I never really liked the syntax of fetch and the need to await for the response.json, implementing additional error handling -

  async function fetchDataWithAxios() {
    try {
      const response = await axios.get('https://jsonplaceholder.typicode.com/posts/1');
      console.log('Axios Data:', response.data);
    } catch (error) {
      console.error('Axios Error:', error);
    }
  }



  async function fetchDataWithFetch() {
    try {
      const response = await fetch('https://jsonplaceholder.typicode.com/posts/1');

      if (!response.ok) { // Check if the HTTP status is in the 200-299 range
        throw new Error(`HTTP error! status: ${response.status}`);
      }

      const data = await response.json(); // Parse the JSON response
      console.log('Fetch Data:', data);
    } catch (error) {
      console.error('Fetch Error:', error);
    }
  }

While true, in practice you'd only write this code once as a utility function; compare two extra bits of code in your own utility function vs loading 36 kB worth of JS.

Yeah, that's the classic bundle size vs DX trade-off. Fetch definitely requires more boilerplate. The manual response.ok check and double await is annoying. For Lambda where I'm optimizing for cold starts, I'll deal with it, but for regular app dev where bundle size matters less, axios's cleaner API probably wins for me.

Agreed, but I think that in every project I've done I've put at least a minimal wrapper function around axios or fetch - so adding a teeny bit more to make fetch nicer feels like tomayto-tomahto to me.

You’re shooting yourself in the foot if you put naked fetch calls all over the place in your own client SDK though.

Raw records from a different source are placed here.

PR #685, opened 2022-08-24
convert deployCommand auto-approve

devinsag:
Fixing the last two flags I missed in the original pr: https://github.com/architect-team/architect-cli/pull/683 to complete the refactor.

### DIFF
--- a/src/commands/deploy.ts
+++ b/src/commands/deploy.ts
@@ -23,13 +23,13 @@ export abstract class DeployCommand extends BaseCommand {
       description: `${BaseCommand.DEPRECATED} Please use --auto-approve.`,
       hidden: true,
       sensitive: false,
-      default: undefined,
+      default: false,
     }),
     'auto-approve': booleanString({
       exclusive: ['compose-file', 'compose_file'],
       description: 'Automatically approve the deployment without a review step. Used for debugging and CI flows.',
       sensitive: false,
-      default: undefined,
+      default: false,
     }),
   };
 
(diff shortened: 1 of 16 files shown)


src/commands/deploy.ts
```diff
@@ -18,16 +18,18 @@ export abstract class DeployCommand extends BaseCommand {
 
   static flags = {
     ...BaseCommand.flags,
-    auto_approve: Flags.boolean({
+    auto_approve: booleanString({
       exclusive: ['compose-file', 'compose_file'],
       description: `${BaseCommand.DEPRECATED} Please use --auto-approve.`,
       hidden: true,
       sensitive: false,
+      default: undefined,
```
tjhiggins, line 26: why is this undefined?

tjhiggins (changes requested):

src/commands/deploy.ts
devinsag: booleanString requires a default fallback value to support --flag_name usage, triggering the deprecated messages even if the user had not passed the deprecated flag (failing tests).  Because the deprecated flag has been directly replaced, we set the default value (false) on the active flag and undefined on the deprecated command.  This way,  it does not trigger the deprecated warning unless --auto_approve is specified and present in argv. 

- if neither deprecated or active flag are specified, the active flag will assume the default value (false). 
- if deprecated flag alone is specified, the active flag is assumed the deprecated value and a warning is produced.
- if active flag alone is specified, the active flag will be assigned the passed value.
- if both flags are specified, the active flag will assume the value passed to the active flag (added a check in next commit)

Or at least going to extra trouble for no benefit

why don't they just set those as options

{ throwNotOk, parseJson }

they know that's 99% of fetch calls, i do t see why it can't be baked in.

I somehow don't get your point.

The following seems cleaner than either of your examples. But I'm sure I've missed the point.

  fetch(url).then(r=>r.ok ? r.json() : Promise.reject(r.status))
  .then(
    j=>console.log('Fetch Data:', j),
    e=>console.log('Fetch Error:', e)
  );
I share this at the risk of embarrassing myself in the hope of being educated.

Depends on your definition of clean, I consider this to be "clever" code, which is harder to read at a glance.

You'd probably put the code that runs the request in a utility function, so the call site would be `await myFetchFunction(params)`, as simple as it gets. Since it's hidden, there's no need for the implementation of myFetchFunction to be super clever or compact; prefer readability and don't be afraid of code length.

Except you might want different error handling for different error codes. For example, our validation errors return a JSON object as well but with 422.

So treating "get a response" and "get data from a response" separately works out well for us.

I usually write it like:

    const data = (await fetch(url)).then(r => r.json())

But it's very easy obviously to wrap the syntax into whatever ergonomics you like.

You don't need all those parens:

  await fetch(url).then(r => r.json())

why not?

    const data = await (await fetch(url)).json()

That's very concise. Still, the double await remains weird. Why is that necessary?

The first `await` is waiting for the response-headers to arrive, so you know the status code and can decide what to do next. The second `await` is waiting for the full body to arrive (and get parsed as JSON).

It's designed that way to support doing things other than buffering the whole body; you might choose to stream it, close the connection early etc. But it comes at the cost of awkward double-awaiting for the common case (always load the whole body and then decide what happens next).

So you can say:

    let r = await fetch(...);
    if(!r.ok) ...
    let len = response.headers.get("Content-Length");
    if(!len || new Number(len) > 1000 * 1000)
        throw new Error("Eek!");

It isn't, the following works fine...

    var data = await fetch(url).then(r => r.json());
Understanding Promises/A (thenables) and async/await can sometimes be difficult or confusing, especially when mixing the two like above.

IMU because you don't necessarily want the response body. The first promise resolves after the headers are received, the .json() promise resolves only after the full body is received (and JSON.parse'd, but that's sync anyway).

Honestly it feels like yak shaving at this point; few people would write low-level code like this very often. If you connect with one API, chances are all responses are JSON so you'd have a utility function for all requests to that API.

Code doesn't need to be concise, it needs to be clear. Especially back-end code where code size isn't as important as on the web. It's still somewhat important if you run things on a serverless platform, but it's more important then to manage your dependencies than your own LOC count.